Letztere spaltet den Kontinent: Mit 45 Prozent empfindet fast die Hälfte der europäischen Bevölkerung die Globalisierung als Bedrohung. "Die Menschen haben das Gefühl, von der Globalisierung zurückgelassen worden zu sein und von den politischen Eliten nicht mehr beachtet zu werden," schreiben die Autoren der Studie. Angst hätten die Globalisierungspessimisten vor allem vor Migration, obwohl sie "viel weniger Kontakt mit Ausländern [haben] als diejenigen, die die Globalisierung als Chance wahrnehmen."

Deutsche sind Globalisierungsoptimisten

In Frankreich und Österreich sind die besorgten Bürger in der Überzahl. In beiden Ländern hat über die Hälfte der Befragten Angst vor ökonomischem Abstiegund einer international verflochtenen Welt. Spanien und Italien sind - trotz schwächelnder Wirtschaft - tendenziell eher Globalisierungsoptimisten, Großbritannien ebenso.

In Deutschland liegen die Globalisierungsoptimisten mit einer knappen Mehrheit von 55 Prozent vorne - noch. "Wir sind eine der wenigen Volkswirtschaften in der EU, die ansehnlich gewachsen ist. Wir haben einen Arbeitsmarkt, wie wir ihn seit 25 Jahren nicht gehabt haben und das verschwimmt in der Wahrnehmung der Bevölkerung, die Globalisierung generell als positiv ansieht", sagt Demokratieforscher Wolfgang Merkel vom Wissenschaftszentrum Berlin für Sozialforschung. Der Protest gegen Freihandelsabkommen wie TTIP und CETA sei dafür in Deutschland viel größer gewesen als in anderen Ländern, allerdings eher bei der gebildeten Mittelschicht.

Globalisierungsskeptiker wählen rechtsaußen

Ein weiteres, wenig überraschendes Ergebnis der Studie: Die meisten Globalisierungsskeptiker gibt es unter den Anhängern rechtsnationaler und populistischer Parteien. Mindestens die Hälfte der Anhänger der britischen Ukip, der italienischen Forza Italia und des französischen Front National sehen die Öffnung von Grenzen für Menschen, Dienstleistungen, Kapital und Güter kritisch. Spitzenreiter ist die AfD: 78 Prozent ihrer Anhänger sind Globalisierungsgegner.

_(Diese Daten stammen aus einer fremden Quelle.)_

PR #11089, opened 2022-09-30
feat: add Searchable mocking feature

phani-srikar:
#### Description of changes

This PR adds support for mocking the behavior of @searchable GraphQL directive by using a local instance of OpenSearch so that the developers can locally index the records and run search queries on the @model GraphQL types.

**Summary of Changes:**
- Add a package to provide the ability to download, start, stop a local OpenSearch emulator.
- Store all mocking artifacts for API mocking in `mock-api-resources` local directory. These include opensearch data directory, searchable python lambda trigger artifacts.
- Download the opensearch binary into the Amplify lib folder `~/.amplify/lib`
- Retain the same DX for windows platform where this feature is not supported. The current DX includes throwing a warning `@searchable mocking is not supported. Search queries will not work as expected.` and returning empty list as data for search queries.
- Searchable artifacts are downloaded and used only when the schema has a searchable model.
- Searchable lambda trigger is automatically setup to store the records in local OpenSearch indices when a GraphQL mutation is performed.
- `Amazon_Elasticsearch` data source is now supported for search queries where in the search query is sent to local OpenSearch instance to retrieve search results from local indices.

- Added unit tests for OpenSearch simulator and mock plugin changes.
- Added e2e tests that cover all search use-cases mentioned in the [docs](https://docs.amplify.aws/cli/graphql/search-and-result-aggregations/).

#### Checklist

- [x] PR description included
- [x] `yarn test` passes


packages/amplify-appsync-simulator/src/data-loader/opensearch/index.ts
```diff
@@ -1,8 +1,21 @@
...
 
 export class OpenSearchDataLoader implements AmplifyAppSyncSimulatorDataLoader {
-  load(request): any {
-    console.error('@searchable mocking is not supported.');
-    return null;
+  constructor(private _config) {}
+
+  async load(payload, extraData) {
+    try {
+      console.log(payload);
```
phani-srikar, line 8: Todo: Remove this log.

packages/amplify-opensearch-simulator/package.json
```diff
@@ -0,0 +1,44 @@
...
+    "keywords": [
+        "graphql",
+        "appsync",
+        "aws"
+    ],
+    "scripts": {
+        "test": "jest"
+    },
+    "dependencies": {
+        "amplify-cli-core": "2.10.0",
```
phani-srikar, line 22: todo: update this to latest cli-core version

packages/amplify-appsync-simulator/src/velocity/util/opensearch-utils.ts
```diff
@@ -0,0 +1,631 @@
...
+     *      The value in the expression.
+     * @return
+     *      The converted Elasticsearch expression. Returns null if fieldName is invalid.
+     */
+    public toEqExpression(fieldName: string, value: any): any {
+        if (!fieldName) {
+            return null;
+        }
+
+        const updatedFieldName: string = ((typeof value) === "string") ? (fieldName + ".keyword") : fieldName;
```
sundersc, line 40: What if customer is passing a string for integer field like "10"?

packages/amplify-util-mock/resources/mock-searchable-lambda-trigger/src/index.py
```diff
@@ -0,0 +1,256 @@
+import base64
```
sundersc, line 1: Is this the copy of open search streaming lambda?

sundersc (dismissed):
LGTM. Left a couple of questions.

Also, consider fixing the lgtm-com bot alerts.

packages/amplify-appsync-simulator/src/velocity/util/opensearch-utils.ts
```diff
@@ -0,0 +1,631 @@
+/**
```
lazpavel, line 1: should the class be named OpensearchUtils to match the file?

packages/amplify-appsync-simulator/src/velocity/util/opensearch-utils.ts
```diff
@@ -0,0 +1,631 @@
...
+                [ElasticsearchUtils.MUST_NOT]: expression
+            }
+        };
+
+        return andExpression;
+    }
+
+}
+
+class ElasticsearchHelper {
```
lazpavel, line 440: should this be in it's own file?

packages/amplify-opensearch-simulator/__test__/index.test.js
```diff
@@ -0,0 +1,135 @@
...
+        })
+        .on("error", (err) => {
+          reject(err);
+        });
+    });
+  };
+
+  if (process.platform.startsWith('win')) {
+    it('should fail to launch on windows OS', async () => {
+        try {
```
lazpavel, line 64: nit: inconsistent identation

packages/amplify-opensearch-simulator/__test__/index.test.js
```diff
@@ -0,0 +1,135 @@
...
+            await openSearchEmulator.launch(mockSearchableResourcePath);
+            fail('launching simulator is expected to throw but did not');
+        } catch (error) {
+            expect(error.message).toEqual('Cannot launch OpenSearch Simulator on windows OS');
+        }
+    });
+  }
```
lazpavel, line 71: nit: `else` should be on the previous line

packages/amplify-opensearch-simulator/package.json
```diff
@@ -0,0 +1,44 @@
+{
```
lazpavel, line 1: is this a new package? is there a reason this is not written in typescript?

packages/amplify-util-mock/src/utils/opensearch.ts
```diff
@@ -0,0 +1,52 @@
+import { $TSObject } from "amplify-cli-core"
```
lazpavel, line 1: inconsistend identation with the rest of the project

packages/amplify-util-mock/src/utils/opensearch.ts
```diff
@@ -0,0 +1,52 @@
...
+            value: number
+        }
+    },
+    aggregations: $TSObject,
+
+}
+
+export const querySearchable = async (endpoint: string, searchConfig: OpensearchQueryConfig): Promise<OpensearchQueryResult> => {
+    if (!endpoint) {
+        throw new Error('The local opensearch endpoint is not found');
```
lazpavel, line 31: use AmplifyError

packages/amplify-util-mock/src/utils/opensearch.ts
```diff
@@ -0,0 +1,52 @@
...
+    const url = endpoint.replace(/\/+$/, '') + searchConfig.path;
+
+    const result = await fetch(url, {
+        method: 'POST',
+        body: JSON.stringify(searchConfig.params.body),
+        headers: {
+            'Content-type': 'application/json',
+        }
+    });
+    const resultJSON = await result.json();
```
lazpavel, line 50: `return result.json();`

packages/amplify-util-mock/src/api/lambda-invoke.ts
```diff
@@ -1,39 +1,87 @@
...
-        printer.success('Result:');
-        printer.info(stringResult);
-      } catch (err) {
-        printer.error(`${functionName} failed with the following error:`);
-        printer.info(err);
-      } finally {
-        printer.info('Finished execution.');
-      }
+    if (!lambdaConfig?.handler) {
+      throw new Error(`Could not parse handler for ${functionName} from cloudformation file`);
```
lazpavel, line 23: will stop commenting related to new Error, but we should use `new AmplifyError` or `new AmplifyFault` everywhere

pavellazar (changes requested):

packages/amplify-appsync-simulator/src/velocity/util/transform/index.ts
```diff
@@ -15,4 +19,21 @@ export const transformUtils = {
...
+    if (!filter) {
+      return null;
+    }
+
+    try {
+      const queryDSL: $TSObject = elasticsearchHelper.getQueryDSL(filter.toJSON());
+      return JSON.stringify(queryDSL);
+    }
+    catch (err) {
+        console.error("Error when constructing the Elasticsearch Query DSL using the model transform utils. {}");
```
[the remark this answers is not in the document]
phani-srikar: This shouldn't throw especially for Windows platform where this feature is not supported yet. Using `printer` now.

packages/amplify-appsync-simulator/src/velocity/util/opensearch-utils.ts
phani-srikar: Well AppSync still uses the "ElasticSearch" terminology for it's [utility methods](https://docs.aws.amazon.com/appsync/latest/devguide/transformation-helpers-in-utils-transform.html) that we're mocking here, so can I keep it as is to avoid more confusion?

packages/amplify-appsync-simulator/src/velocity/util/opensearch-utils.ts
phani-srikar: sorry missed this one. Moved it. Thanks

packages/amplify-opensearch-simulator/package.json
phani-srikar: Yes it is a new package but a bit similar to the existing dynamodb simulator package. I wanted to keep the logic to start/stop the emulator in available ports, same as we have in other place in JS, since I was running into errors re-writing it in TS.

packages/amplify-util-mock/resources/mock-searchable-lambda-trigger/src/index.py
phani-srikar: It is almost a copy. The changes that I did were:
1. Remove logic to make valid signed AWS SDK calls to interact with ElasticSearch cluster.
2. Remove the extra dependencies for AWS SDKs.
3. Pass the local cluster info as environment variables to call the local OpenSearch instance.

packages/amplify-appsync-simulator/src/velocity/util/opensearch-utils.ts
phani-srikar: It only depends on the type of the field and not on value passed. All `String` type fields are mapped to have `.keyword` postfixes in Elasticsearch to make some operations like "word searching" optimal.

packages/amplify-util-mock/src/api/lambda-invoke.ts
phani-srikar: Migrated all the higher level errors to use `AmplifyFault`.

pavellazar (dismissed):

sundersc (dismissed):
LGTM. Nice work.

pavellazar (dismissed):

sundersc (dismissed):

packages/amplify-opensearch-simulator/index.js
```diff
@@ -0,0 +1,293 @@
...
+    waiter && waiter.cancel();
+    if (typeof prematureExit === 'function') {
+      proc.removeListener('exit', prematureExit);
+    }
+  }
+
+  return new OpenSearchEmulator(proc, opts);
+}
+
+const ensureOpenSearchLocalExists = async (pathToOpenSearchLocal) => {
```
edwardfoyle, line 228: not sure exactly where `pathToOpenSearchLocal` gets set, but we should use `pathManager.getAmplifyPackageLibDirPath('amplify-opensearch-simulator')`. This will return the path `~/.amplify/lib/amplify-opensearch-simulator`. The `~/.amplify/lib` folder is where all package assets go

packages/amplify-opensearch-simulator/index.js
```diff
@@ -0,0 +1,293 @@
...
+  /*
+   This is a fairly complex set of logic, similar to the DynamoDB emulator, 
+   to retry starting the emulator if it fails to start. We need this logic due
+   to possible race conditions between when we find an open
+   port and bind to it. This situation is particularly common
+   in jest where each test file is running in it's own process
+   each competing for the open port.
+  */
+  try {
+    waiter = wait(opts.startTimeout);
```
edwardfoyle, line 152: can we break this into a few functions (maybe one for each promise that is racing) so it's easier to read?

packages/amplify-opensearch-simulator/index.js
```diff
@@ -0,0 +1,293 @@
+const { fromEvent } = require('promise-toolbox');
+const waitPort = require('wait-port');
+const detectPort = require('detect-port');
+const log = require('logdown')('opensearch-emulator');
```
edwardfoyle, line 4: where are these logs going?

packages/amplify-appsync-simulator/src/velocity/util/elasticsearch-helper.ts
```diff
@@ -0,0 +1,194 @@
...
+   * This FilterInput object is defined by the appsync-model-transform code,
+   *  so this method is opinionated to follow this pattern.
+   *
+   * @param filterInput
+   *    The FilterInput object.
+   * @return
+   *    The Elasticsearch Query DSL
+   * 
+   */
+  public getQueryDSL(filterInput: any): any {
```
jhockett, line 68: Is there a stricter type that can be used instead of `any`? New code should not be using `any` unless absolutely necessary. Here and everywhere else.

edwardfoyle (changes requested):
The 2 blockers I see are adding js files instead of ts and making sure that the searchable mock binary is placed at `pathManager.getAmplifyPackageLibDirPath('amplify-searchable-simulator')` (maybe it already is but I didn't see it)

packages/amplify-opensearch-simulator/package.json
```diff
@@ -0,0 +1,44 @@
...
+        "graphql",
+        "appsync",
+        "aws"
+    ],
+    "scripts": {
+        "test": "jest"
+    },
+    "dependencies": {
+        "amplify-cli-core": "3.3.0",
+        "aws-sdk": "^2.1113.0",
```
jhockett, line 23: The sdk version here must match the rest of the CLI.

```suggestion
        "aws-sdk": "^2.1233.0",
```

packages/amplify-util-mock/src/api/api.ts
```diff
@@ -92,6 +110,17 @@ export class APITest {
...
 
+    try {
+      if (this.opensearchEmulator) {
+        await this.opensearchEmulator.terminate();
+        this.opensearchEmulator = null;
+        this.opensearchURL = null;
+      }
+    } catch (e) {
+      // failed to stop opensearch emulator
+      context.print.error(`Failed to stop OpenSearch Local Server ${e.message}`);
```
jhockett, line 121: What action should someone take if this happens?

Also, please use `printer.error` from `amplify-prompts`

packages/amplify-util-mock/src/api/api.ts
```diff
@@ -307,6 +391,71 @@ export class APITest {
...
+            headers: {
+                'Content-type': 'application/json',
+            }
+        });
+        const status = await result.json();
+        if (!(status?.acknowledged)) {
+          throw new AmplifyFault('MockProcessFault', {
+            message: errMessage,
+            link: AMPLIFY_SUPPORT_DOCS.CLI_GRAPHQL_TROUBLESHOOTING.url
+          });
```
jhockett, line 434: What's the purpose of initializing this exception? The outer catch doesn't use it

packages/amplify-opensearch-simulator/package.json
```diff
@@ -0,0 +1,44 @@
...
+        "detect-port": "^1.3.0",
+        "execa": "^5.1.1",
+        "fs-extra": "^8.1.0",
+        "logdown": "^3.3.0",
+        "openpgp": "^4.10.10",
```
jhockett, line 28: This package is nearly 22mb in size unpacked according to [npm](https://www.npmjs.com/package/openpgp). Is it absolutely necessary to add this?

packages/amplify-util-mock/resources/mock-searchable-lambda-trigger/src/index.py
jhockett: Please add this context in a comment.

packages/amplify-util-mock/src/utils/index.ts
```diff
@@ -45,3 +45,7 @@ function isUnsupportedJavaVersion(stderr: string | null): boolean {
 }
 
 export const _isUnsupportedJavaVersion: (stderr: string | null) => boolean = isUnsupportedJavaVersion;
+
+export const isWindowsPlatform = () => {
+  return process?.platform?.startsWith('win');
+}
```
jhockett, line 51: I think this check exists elsewhere, can you check that this isn't a duplicate function?

If you need to keep it, please add the missing return type

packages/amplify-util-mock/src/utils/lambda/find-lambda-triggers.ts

"Die westeuropäischen Demokratien werden nicht scheitern", meint Demokratieforscher Wolfgang MerkelBild: David Ausserhofer

Die Angst vor Globalisierung bestimmt auch die politische Einstellung der Befragten. Kurz gesagt: Wer Globalisierung fürchtet, würde auch einen EU-Austritt unterstützen, hat wenig Vertrauen in die Politik und hält in 34 Prozent der Fälle den Klimawandel für einen falschen Alarm - eine Weltanschauung, die sich auch in der Rhetorik von Rechtspopulisten wiederfindet.

Ist damit das Ende europäischer Demokratien eingeläutet? Wolfgang Merkel meint: nein. "An rechtspopulistischen Parteien werden Demokratien wie Schweden, die Niederlande, Deutschland oder Italien nicht scheitern. Aber wir sehen, dass mit Polen und Ungarn zwei jüngere osteuropäische Demokratien gewissermaßen zur Anfangsbeute rechtspopulistischer Politik geworden sind."

Westeuropäische Demokratien trotz Rechtsruck "stabil"

Auch westeuropäische Gesellschaften hätten viele Herausforderungen zu meistern und müssten "ökonomische und kulturelle Verlierer" besser repräsentieren. Insgesamt hält Wolfgang Merkel sie aber für "stabil" - trotz eines europaweiten Rechtsrucks, der womöglich gerade erst richtig begonnen hat.